The escrow provides for a one-time replenishment mechanism if the escrow account balance has less than $700 million at Dec. 31, 2028. Following the term of the agreement, Chemours' indemnification obligations under the Chemours Separation Agreement would continue unchanged, subject to certain exceptions set forth in the memorandum of understanding.

Additionally, Chemours will waive specified claims, including claims regarding the construct of its 2015 spin-off from EID. DuPont, Corteva and Chemours will dismiss the pending arbitration regarding those claims.

Regarding the Ohio multi-district PFOA litigation, all companies have agreed to resolve the matters for $83 million. DuPont will contribute $27 million, Corteva will contribute $27 million and Chemours will contribute $29 million to the settlement. The agreement resolves approximately 95 pending cases as well as unfiled matters, but does not include the case of Travis and Julie Abbott v. E.I. du Pont de Nemours and Company as it is presently pending appeal.

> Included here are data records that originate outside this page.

PR #946, opened 2024-10-31
PSR-1568 Copy over pre-populated data from the previous tax year

cyeniceri:


app/controllers/OverviewController.scala
```diff
@@ -278,6 +309,12 @@ class OverviewController @Inject()(
               .getOrElse(result)
           }
         case _ =>
+          Future.successful(
+            Redirect(controllers.nonsipp.routes.TaskListController.onPageLoad(srn))
+              .addingToSession(
+                Constants.PREPOPULATION_FLAG -> String.valueOf(lastSubmittedPsrFbInPreviousYears.isDefined)
```
kberec, line 315: Will 'onSelectContinue' got called for submissions(version) greater than 1? As PREPOPULATION_FLAG should not be set for version 1 only.

app/controllers/OverviewController.scala
```diff
@@ -233,36 +242,58 @@ class OverviewController @Inject()(
...
+            val yearTo = yearFrom.plusYears(1).minusDays(1)
+            val dateRange = DateRange(yearFrom, yearTo)
+            for {
+              userAnswers <- Future.fromTry(request.userAnswers.set(WhichTaxYearPage(srn), dateRange))
+              _ <- saveService.save(userAnswers.copy(id = UNCHANGED_SESSION_PREFIX + userAnswers.id))
+              _ <- saveService.save(userAnswers)
+            } yield {
+              if (lastSubmittedPsrFbInPreviousYears.isDefined) {
+                Redirect(controllers.routes.WhatYouWillNeedController.onPageLoad(srn, "", taxYear, version))
+                  .addingToSession(Constants.PREPOPULATION_FLAG -> String.valueOf(true))
```
kberec, line 280: @cyeniceri do you think it is safe to store this in the session, as this value will be used quite further down the line? Just thinking about the issues we seen in PB that can be due to the restart of the application (or any other reasons that clear out the session).
Should we store it in mongo FE cache instead? or in request?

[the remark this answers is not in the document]
cyeniceri: That makes sense. We could have decided by doing `request.session.get(PREPOPULATION_FLAG).getOrElse("false")`. But setting false makes it clearer. I did it

app/controllers/OverviewController.scala
cyeniceri: Yes, It will. What should be the value of PREPOPULATION_FLAG for for submissions(version) greater than 1. I thought false made it (`String.valueOf(lastSubmittedPsrFbInPreviousYears.isDefined)`) but I might be wrong

cyeniceri: as I'm sending None now for previous data (versions greater than 1)

kberec: "What should be the value of PREPOPULATION_FLAG for for submissions(version) greater than 1?" - I think it should be false.
It's worth double checking, I think.

kberec (commented):
Looks good. Can be tested. We'd need to wait with the merge a bit.

kberec (approved):

PR #947, opened 2024-11-04
PSR-721 - maximum character lengths that correspond to ETMP bug fixes

Arei1997:


kberec:
@Arei1997 I closed this, as the approach has been changed and a separate PR is already merged.

PR #948, opened 2024-11-04
PSR-629 fixed Other Char issue

narendrapaduchuri:


app/forms/TextFormProvider.scala
```diff
@@ -52,6 +53,21 @@ class TextFormProvider @Inject()() {
     )
   )
 
+  def textAreaOther(
```
kberec, line 56: Would it be ok to refactor/rename this method to `textAreaMinLength`

kberec: hold on that can be misleading too...

kberec (approved):

PR #951, opened 2024-11-06
PSR-1572

cyeniceri:


test/services/PrePopulationServiceSpec.scala
```diff
@@ -167,4 +188,2089 @@ object PrePopulationServiceSpec {
         )
       )
   }
+
+  val baseReturnJsValue: JsValue =
```
kberec, line 192: Is there a better way to construct the base return / clean result value?
My concern is that if we change anything in the UA data structure (e.g. rename a field or move it to somewhere else in the structure) we would need to locate that in this json and manually correct it.

test/services/PrePopulationServiceSpec.scala
```diff
@@ -167,4 +188,2089 @@ object PrePopulationServiceSpec {
...
+      |                "key" : "Sold"
+      |              },
+      |              "1" : {
+      |                "key" : "Sold"
+      |              }
+      |            }
+      |          },
+      |          "portionStillHeld" : {
+      |            "0" : {
+      |              "0" : false
```
kberec, line 549: Do we need to test something like:

```
"0" : true,
"1" : false
```

app/services/PrePopulationService.scala
```diff
@@ -49,4 +60,44 @@ class PrePopulationService @Inject() {
...
+        .as[Map[String, Map[String, Boolean]]]
+
+    val transformedResult = baseUaJson
+      .transform(landOrProperty.json.pickBranch)
+      .flatMap(_.transform(LandOrPropertyRecordVersionPage(srn).path.prune(_)))
+      .flatMap(_.transform(LandOrPropertyHeldPage(srn).path.prune(_)))
+      .flatMap(_.transform(LandOrPropertyDisposalPage(srn).path.prune(_)))
+      .flatMap(_.transform(disposalPropertyTransaction.prune(_)))
+      .flatMap(_.transform((Paths.heldPropertyTransactions \ "isLandOrPropertyResidential").prune(_)))
+      .flatMap(_.transform((Paths.heldPropertyTransactions \ "landOrPropertyLeased").prune(_)))
```
kberec, line 78: It would be possible to add case class `IsLandOrPropertyResidentialPages` (same as `IsLandOrPropertyResidentialPage` but without the last index part in path). That would avoid  defining `"landOrPropertyLeased"` here. 
What do you think, would it be cleaner or it is an overkill?

test/services/PrePopulationServiceSpec.scala
cyeniceri: I'll do

cyeniceri: this new case pushed now

app/services/PrePopulationService.scala
cyeniceri: I removed this 
`      .flatMap(
        _.transform(
          (Paths.heldPropertyTransactions \ "leaseDetails" \ "connectedPartyStatus" \ "isLesseeConnectedParty").prune(_)
        )
      )`
      
This is already covered by 

`.flatMap(_.transform((Paths.heldPropertyTransactions \ "leaseDetails").prune(_)))`

test/services/PrePopulationServiceSpec.scala
cyeniceri: Currently I'm copying this string (json) and pasting to an editor (in my IntelliJ json file) and fix/modify etc..
We can put this data in a json file and load it from there if we think this way will be easier. 

Producing this json data by building a complex scala object by setting case classes seems more complex to me.

What do you think @kberec ?

app/services/PrePopulationService.scala
kberec: That's great. What I meant above is that we can possibly avoid defining e.g. "landOrPropertyLeased" in multiple places: here and in `IsLandOrPropertyResidentialPage`. I.e. if we define it as path in IsLandOrPropertyResidentialPages and use the path here. But it's very minor and might be pros and cons, so resolving.

kberec (approved):

PR #953, opened 2024-11-08
PSR-1322-1 view and change declaration link

narendrapaduchuri:


app/utils/nonsipp/TaskListUtils.scala
```diff
@@ -86,7 +95,37 @@ object TaskListUtils {
...
+        isLinkActive,
+        noChangesSincePreviousVersion,
+        schemeName
+      )
+
+    sectionListWithoutDeclaration :+ declarationSectionViewModel
+
+  }
+
+  def getSectionListOne(
```
ccatosdevelopment, line 123: This method doesn't have any usages, can we delete this?

app/utils/nonsipp/TaskListUtils.scala
```diff
@@ -55,23 +55,32 @@ object TaskListUtils {
...
           }
-        LinkMessage(
-          s"$prefix.complete",
-          psaOrPspDeclarationUrl
-        )
+        }
+        if (noChangesSincePreviousVersion) {
+          LinkMessage(
+            s"$prefix.view",
+            psaOrPspDeclarationUrl
```
ccatosdevelopment, line 76: I think this is supposed to go to the Submission Confirmation page, but it looks like it's still going to the Declaration page - is this correct?

kberec:
Replaced by https://github.com/hmrc/pension-scheme-return-frontend/pull/962

PR #955, opened 2024-11-11
PSR-1571 Additional requestRole header with possible values PSA or PSP

kberec:


test/controllers/nonsipp/shares/SharesListControllerSpec.scala
```diff
@@ -214,6 +215,17 @@ class SharesListControllerSpec extends ControllerBaseSpec {
       }.withName("OnPageLoadViewOnly renders ok with no shares")
     )
 
+    act.like(
```
kberec, line 218: Adding back test that was previously removed by mistake in PSR-1420

westwater (approved):

PR #1247, opened 2022-11-25
Bump grid.js and gridjs-react to 5.1

mqp:
This isn't important, it's just nice because it's marked as React-18-compatible so yarn will stop yelling at us.


jahooma (approved):
LGTM!

PR #1250, opened 2022-11-26
always include current username in share-market-URLs

### LINKED ISSUE #1161: The "Share your market" link does not contain the "referrer"
At the bottom of my market there is a box that says "Share your market! Earn a M$250 referral bonus if a new user signs up using the link.". The link that I get when clicking on "Copy link" does not contain the "referrer=USERNAME".

speezepearson:
Fixes #1161, if that's regarded as a bug worth fixing! If not, feel free to ignore this.

Testing:

- Before: Screenshot from 2022-11-25 22-52-56

- After: Screenshot from 2022-11-25 22-53-04

(If you'd like unit tests for this, I'd be happy to add them! But I'll need a pointer about where to put them.)

### DIFF
--- a/common/util/share.ts
+++ b/common/util/share.ts
@@ -3,7 +3,5 @@ import { ENV_CONFIG } from 'common/envs/constants'
 
 export const getShareUrl = (contract: Contract, username: string | undefined) =>
   `https://${ENV_CONFIG.domain}/${contract.creatorUsername}/${contract.slug}${
-    username && contract.creatorUsername !== username
-      ? '?referrer=' + username
-      : ''
+    username ? '?referrer=' + username : ''
   }`


akrolsmir:
Hey @speezepearson -- thanks for sending this out! I _think_ the choice not to include the referrer URL was deliberate, because we'll actually award the referrer bonus by default to the market creator (in the case when there's no referrer attached), so it's a slight optimization to make the URL a little prettier.

I'll check with the team on Monday about this, anyways. It's possible that including the referrer anyways would be more clear/consistent!

(also: we don't have any unit tests in our entire codebase atm, lol)

jahooma:
I wasn't sure before, but now I think it is better to include it, so that the person sharing the link has more confidence they will get credit.

jahooma:
I'm just going to merge this, and if you disagree, we can undo it.

mqp:
I strongly agree with this change and I think the reasoning Austin described would be a poor reason to do it the other way.

PR #1251, opened 2022-11-27
Supabase read replica prototype

mqp:
This implements replication of some database data to Supabase. General outline:

- We have a Supabase database for both dev and prod.
- Each Supabase database has tables for the Firestore collections we want to replicate, e.g. contracts.
- Each replicated collection table contains `(id, data)` pairs, where data is a Postgres JSONB blob.
- Most writes should wind up in Supabase within half a second or so unless there is a service interruption.

To perform the replication, we introduce a Firestore transaction log that uses Firesore triggers to record all writes on replicated collections into the `transactionLog` collection. Each write is stored with a timestamp, the document ID, the document type, and the new post-write data in the document. We can optionally truncate this log in the future if it bloats our storage costs.

Another trigger observes transaction log entries and sends them to Supabase's `incoming_writes` table. Right now, if this trigger fails (i.e. because Supabase is unreachable), we'll be missing data in Supabase. Once this is not a prototype, we should add a scheduled job that re-sends missed writes from the transaction log. This should be easy because "putting things in the `incoming_writes` table is idempotent, so we can just re-send a bunch of them. Or we can identify missing ones by comparing the contents of our transaction log to the contents of Supabase's `incoming_writes` table.

The `incoming_writes` table has a trigger which looks at the incoming writes and updates the corresponding documents in the Supabase data tables. Importantly, the write will only be applied if it is the most recent write we have seen for that document. Because of this property, we can do a live import from Firestore while the transaction log replication is running by just sending `create` writes for snapshots of all current documents with a conservatively early timestamp, and once we are done it will be caught up and consistent. This is tricky so please let me know if you noticed a problem I didn't.

The general plan is to get this up and running, start migrating reads that aren't time-sensitive or inside transactions to use Supabase, and then switch over to use Supabase exclusively for some subset of our collections.

Please contact me for an invite to our Supabase organization.


functions/src/replication/import.ts
```diff
@@ -0,0 +1,107 @@
...
+// strategy for live importing collection C without dropping data (times are firestore server times)
+// 1. optional - clear supabase table for collection C
+// 2. start replication of new collection C transaction log entries to supabase starting at T0
+// 3. establish import starting timestamp T1 such that T0 <= T1 <= now
+// 4. read collection C from firestore with effective timestamp T1 and send supabase writes
+// 5. supabase should be caught up
+
+async function getServerTimestamp() {
+  // firestore doesn't seem to have an API to just ask for the time, so we do this kludge
+  const result = await admin.firestore().collection('temp').doc('time').get()
```
jahooma, line 23: We have a `globalConfig` collection if you want to create the `time` doc there.

jahooma: Or, I guess the doc doesn't have to actually exist?

functions/src/replication/utils.ts
```diff
@@ -0,0 +1,24 @@
+import { createClient, PostgrestResponse } from '@supabase/supabase-js'
+
+import { DEV_CONFIG } from '../../../common/envs/dev'
+import { PROD_CONFIG } from '../../../common/envs/prod'
+import { isProd } from '../utils'
+
+export function createSupabaseClient() {
```
jahooma, line 7: Shouldn't this file be under the `supabase` directory?

functions/supabase/seed.sql
```diff
@@ -0,0 +1,101 @@
+create table if not exists users (
```
jahooma, line 1: Cool, a sql file!

functions/supabase/seed.sql
```diff
@@ -0,0 +1,101 @@
...
+    return new;
+  end if;
+  if new.write_kind = 'create' or new.write_kind = 'update 'then
+    execute format(
+      'insert into %1$I (id, data, fs_updated_time) values (%2$L, %3$L, %4$L)
+       on conflict (id) do update set data = %3$L, fs_updated_time = %4$L
+       where %1$I.fs_updated_time <= %4$L
+       returning id;',
+      dest_table, new.doc_id, new.data, new.ts
+    ) into replicated_id;
```
jahooma, line 83: I don't actually know sql. What does this do?

functions/src/replication/import.ts
```diff
@@ -0,0 +1,107 @@
...
+  snap: QueryDocumentSnapshot,
+  docKind: DocumentKind,
+  ts: Date
+) {
+  return {
+    doc_kind: docKind,
+    write_kind: 'create',
+    doc_id: snap.id,
+    data: snap.data(),
+    ts: ts.toISOString(),
```
jahooma, line 37: So, timestamps are strings? Not milliseconds like we were using in firestore?

common/transaction-log.ts
```diff
@@ -0,0 +1,21 @@
...
+  | 'contractBet'
+  | 'contractComment'
+
+export type WriteKind = 'create' | 'update' | 'delete'
+
+export type WriteDocument = { [k: string]: any }
+
+export type TLEntry<T extends WriteDocument = WriteDocument> = {
+  eventId: string
+  docKind: DocumentKind
```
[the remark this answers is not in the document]
mqp: Technically they are already not 1:1 with collections. Bets come from many independent Firestore collections. I am also not sure about the future. In general, the important thing here is the type of the document, not where it came from, because the type is mostly what is going to make me want to make a separate SQL table for it.

functions/src/replication/import.ts
mqp: Correct, the doc doesn't exist.

functions/src/replication/utils.ts
mqp: I think as long as we have a `src` directory, ource code should be in it and non-source code shouldn't. If this was in the `supabase` directory, we would have to change the build script to build it and package it.

functions/src/replication/import.ts
mqp: In SQL there are specific date/time types that support date/time operations (see here: https://www.postgresql.org/docs/current/datatype-datetime.html) and reading/writing them is conventionally via ISO strings.

functions/supabase/seed.sql
mqp: This inserts a new row into the replicated table with the ID, data, and timestamp provided. If there is already a row with that ID (i.e. a write for that document is already in the system) then it updates it iff the new update time is later than the update time on that existing row.

mqp:
The part where it replays failed writes is in, so if I have correctly reasoned, then this should be a complete solution for having an eventually consistent replica with no errors.

mqp:
I think this basically works, although I don't know if the kinks are worked out. I'm going to deploy it onto dev and poke around at it a lot to exercise it and become confident that it works, and fix any problems. Then I'll deploy it onto prod. Then we can start writing real queries to Supabase in our app.

PR #1256, opened 2022-11-28
Make contract metrics good for the front end

IanPhilips:
updates contract metrics onCreateBet, create and backfill contractMetrics with denormalized user data

### DIFF
--- a/functions/src/on-create-bet.ts
+++ b/functions/src/on-create-bet.ts
@@ -317,7 +317,8 @@ const updateContractMetrics = async (contract: Contract, user: User) => {
   const bets = betSnap.docs.map((doc) => doc.data() as Bet)
   const newMetrics = calculateMetricsByContract(
     { [contract.id]: bets },
-    { [contract.id]: contract }
+    { [contract.id]: contract },
+    user
   )
 
   console.log('newMetrics', newMetrics)
--- a/functions/src/on-create-bet.ts
+++ b/functions/src/on-create-bet.ts
@@ -76,11 +76,13 @@ export const onCreateBet = functions
     // They may be selling out of a position completely, so only add them if they're buying
     if (bet.amount > 0 && !bet.isSold)
       await addUserToContractFollowers(contractId, bettor.id)
-    await updateBettingStreak(bettor, bet, contract, eventId)
     await updateUniqueBettorsAndGiveCreatorBonus(contract, eventId, bettor)
     await notifyFills(bet, contract, eventId, bettor)
-    await handleReferral(bettor, eventId)
     await updateContractMetrics(contract, bettor)
+    // Referrals should always be handled before the betting streak bc they both use lastBetTime
+    handleReferral(bettor, eventId).then(async () => {
+      await updateBettingStreak(bettor, bet, contract, eventId)
+    })
   })
 
 const updateBettingStreak = async (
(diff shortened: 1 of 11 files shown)


mqp:
I think this is probably a good change for right now, although I don't know if it's going to scale well for very long. But why are you still recomputing them in `updateUserMetrics`?

functions/src/on-create-bet.ts
```diff
@@ -305,3 +307,23 @@ const notifyFills = async (
 const currentDateBettingStreakResetTime = () => {
   return new Date().setUTCHours(BETTING_STREAK_RESET_HOUR, 0, 0, 0)
 }
+
+const updateContractMetrics = async (contract: Contract, user: User) => {
+  const betSnap = await firestore
+    .collection(`contracts/${contract.id}/bets`)
+    .where('userId', '==', user.id)
+    .get()
```
mqp, line 315: Does this include the current bet that triggered the function? It does, doesn't it?

functions/src/scripts/backfill-contract-metrics-user-data.ts
```diff
@@ -0,0 +1,64 @@
...
+      await Promise.all(
+        contractMetricsWithoutUserData.map(async (cm) => {
+          await firestore
+            .doc(`users/${u.id}/contract-metrics/${cm.contractId}`)
+            .set({
+              ...cm,
+              userId: user.id,
+              userUsername: user.username,
+              userName: user.name,
+              userAvatarUrl: user.avatarUrl,
```
mqp, line 45: This needs to be fixed up when user info changes.

web/hooks/use-contract-metrics.ts
```diff
@@ -0,0 +1,62 @@
...
+export function listenForBinaryContractMetricsOnContract(
+  contractId: string,
+  count: number,
+  outcome: 'YES' | 'NO',
+  setMetrics: (metrics: ContractMetric[]) => void
+) {
+  const yesQuery = query(
+    collectionGroup(db, 'contract-metrics'),
+    where('contractId', '==', contractId),
+    where(outcome === 'YES' ? 'hasYesShares' : 'hasNoShares', '==', true),
```
mqp, line 56: Are these fields useful? Could the query equally well just be checking for a positive number of shares? Just curious.

mqp:
I'll be waiting on this PR with the presumption that it will cause `lastBetTime` to get updated immediately upon bets, and then I'll likely be getting rid of all the precomputed `uniqueBettor` fields (at least `uniqueBettorIds` which is very heavy) by querying `lastBetTime`.

functions/src/on-create-bet.ts
IanPhilips: I think it must, too!

functions/src/scripts/backfill-contract-metrics-user-data.ts
IanPhilips: Yeah :(

web/hooks/use-contract-metrics.ts
IanPhilips: I will try that! If that works then that would solve the FR case

IanPhilips:
> I think this is probably a good change for right now, although I don't know if it's going to scale well for very long. But why are you still recomputing them in `updateUserMetrics`?

Just haven't gotten around to thinking about that yet, but thanks for the tip! I'll remove it there.

web/hooks/use-contract-metrics.ts
IanPhilips: Okay, so there's a clear path for non-binary queries now but the above queries are useful bc they cut down on the filtering needed by the client

PR #1260, opened 2022-11-29
hotfix market grid ssr (wip)

sipec:
renders the market grid as iframe. I am really not happy with this solution

we could merge it if we need to hotfix the world cup dashboard but otherwise I'd hold out on actually figuring out how to render the react node views server side


sipec:
no longer needed because of #1282

PR #1262, opened 2022-11-29
Optimize size of emoji list (stop using tiptap extension)

sipec:
Now the emoji list is only 51K


web/components/editor/emoji/emoji-extension.ts
```diff
@@ -2,28 +2,19 @@ import { Extension } from '@tiptap/core'
...
-const emojis: EmojiItem[] = [
-  ...ttEmojis,
-  {
-    name: 'mana',
-    shortcodes: ['m$, mana'],
-    tags: ['money'],
-    emoji: ENV_CONFIG.moneyMoniker,
-  },
-]
+// {
```
akrolsmir, line 8: Let's remove this unused code now

akrolsmir (approved):
Looks good, thanks! I'm a bit sad that things like :) won't automatically convert to 😄 anymore, but it's not that important (we can patch it in later, if we want)

mqp:
Thanks for improving this, it was on my list of "stuff I wanted to deal with at some point."

web/components/editor/emoji/emoji-suggestion.ts
```diff
@@ -21,26 +26,41 @@ const rank = (c: string) => {
   return r < 0 ? 101 : r
 }
 
+const emojiArr = Object.entries(invertBy(shortcodes)).map(
```
mqp, line 29: Kind of odd to store the file as a `shortcode: codepoint` map if you are immediately going to transform it into a `codepoint: [shortcodes]` list. Why not just store it how you want it?

PR #1267, opened 2022-11-29
Split contract metrics and positions into separate docs

mqp:
Still kind of WIP, I probably made some mistake and I haven't tested yet. It's also a bit of a mess. I also need to write a backfill script.

Now `users/{userId}/contract-positions/{contractId}` contains real-time updated information on user share balances on contracts, whereas `users/{userId}/contract-metrics/{contractId}` contains the traditional batch information that is computed every 15 minutes.

### DIFF
--- a/common/calculate.ts
+++ b/common/calculate.ts
@@ -158,13 +158,53 @@ function getDpmInvested(yourBets: Bet[]) {
   })
 }
 
+export function getContractPositions(yourBets: Bet[]) {
+  let loan = 0
+  const totalShares: { [outcome: string]: number } = {}
+
+  for (const bet of yourBets) {
+    const { loanAmount, shares, sharesByOutcome, outcome } = bet
+
+    if (sharesByOutcome) {
+      for (const [o, s] of Object.entries(sharesByOutcome)) {
+        totalShares[o] = (totalShares[o] ?? 0) + s
+      }
+    } else {
+      totalShares[outcome] = (totalShares[outcome] ?? 0) + shares
+    }
+
+    loan += loanAmount ?? 0
+  }
+
+  const hasShares = Object.values(totalShares).some(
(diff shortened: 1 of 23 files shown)


common/calculate.ts
```diff
@@ -158,13 +158,53 @@ function getDpmInvested(yourBets: Bet[]) {
...
+
+  const { YES: yesShares, NO: noShares } = totalShares
+  const hasYesShares = yesShares >= 1
+  const hasNoShares = noShares >= 1
+  const lastBetTime = Math.max(...yourBets.map((b) => b.createdTime))
+  const maxSharesOutcome = hasShares
+    ? maxBy(Object.keys(totalShares), (outcome) => totalShares[outcome])
+    : null
+
+  return {
```
jahooma, line 191: I think `invested` should be included as part of your position and not as a metric, because it's not affected by other people's bets.

web/hooks/use-saved-contract-metrics.ts
```diff
@@ -1,36 +1,52 @@
...
+import {
+  useUser,
+  useUserContractMetrics,
+  useUserContractPositions,
+} from './use-user'
 import { useEffectCheckEquality } from './use-effect-check-equality'
 import { safeLocalStorage } from 'web/lib/util/local'
 
-export const useSavedContractMetrics = (
+export const useSavedContractInfo = (
```
jahooma, line 19: Thanks for updating this. I know the code's not great

jahooma (approved):
Cool, thanks Marshall! This design seems much better.

I wonder if we could not load all the bets in `update-user-metrics` and just use user positions. Seems like it could work for contract-metrics and loan calculations?

mqp:
I'm not going to get around to testing and merging this anytime soon.

PR #1268, opened 2022-11-30
Use points instead of bets on binary & pseudonumeric graphs (inlcuding embeds). Always include user in contract leaderboards

IanPhilips:
It looks like this halves the large graphs' (e.g. will donald trump tweet, will destiny get to 600k subs) data from ~4mb to ~1.5mb. We lose the avatar url on the graph tooltip but the probability that you see an avatar you know is probably ~1% anyways so this seems fine. This works great for embeds bc you don't likely know the avatars either.

### DIFF
--- a/web/components/charts/contract/binary.tsx
+++ b/web/components/charts/contract/binary.tsx
@@ -3,7 +3,6 @@ import { last, sortBy } from 'lodash'
 import { scaleTime, scaleLinear } from 'd3-scale'
 import { curveStepAfter } from 'd3-shape'
 
-import { Bet } from 'common/bet'
 import { getProbability, getInitialProbability } from 'common/calculate'
 import { BinaryContract } from 'common/contract'
 import { DAY_MS } from 'common/util/time'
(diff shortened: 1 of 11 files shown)


web/pages/[username]/[contractSlug].tsx
```diff
@@ -75,9 +88,10 @@ export async function getStaticPropz(props: {
   return {
     props: {
       contract,
-      bets,
+      bets: bets.slice(0, 100),
```
Comment (jahooma) [inline web/pages/[username]/[contractSlug].tsx:91]: I think the client assumes ascending order of bets? You could reverse this.

Or, change the client to assume descending order of bets! (i.e. listen for bets created after the first)

web/components/charts/contract/binary.tsx
```diff
@@ -16,28 +15,29 @@ import {
...
+const BinaryChartTooltip = (
+  props: TooltipProps<Date, HistoryPoint<BetPoint>>
+) => {
   const { prev, x, xScale } = props
   const [start, end] = xScale.domain()
   const d = xScale.invert(x)
   if (!prev) return null
   return (
     <Row className="items-center gap-2">
-      {prev.obj && <Avatar size="xs" avatarUrl={prev.obj.userAvatarUrl} />}
```
jahooma, line 40: I'll miss the avatar. Seems like we should be able to keep it for small markets?

Could include the avatar url as optional in BetPoint and set it if there are e.g. less than 500 bets.

web/pages/[username]/[contractSlug].tsx
```diff
@@ -63,8 +66,18 @@ export async function getStaticPropz(props: {
   const contract = (await getContractFromSlug(contractSlug)) || null
   const contractId = contract?.id
   const bets = contractId
-    ? await listBets({ contractId, limit: 4000, ...CONTRACT_BET_FILTER })
+    ? await listBets({
```
Comment (jahooma) [inline web/pages/[username]/[contractSlug].tsx:69]: With no limit, seems like we could still hit the Vercel size limit and have static props error out.

Maybe just increase the limit. 10k or 12k?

The amounts are not subject to the new cost sharing arrangement.

“We are pleased to have reached a settlement agreement between our companies related to potential legacy PFAS liabilities, as well as resolving the remaining PFOA MDL cases in Ohio,” said Ed Breen, DuPont Chairman and CEO; Jim Collins, Corteva CEO and Mark Vergnano, Chemours President and CEO in a statement. “The agreement will provide a measure of security and certainty for each company and our respective shareholders using a transparent process to address and resolve any potential future legacy PFAS matters.”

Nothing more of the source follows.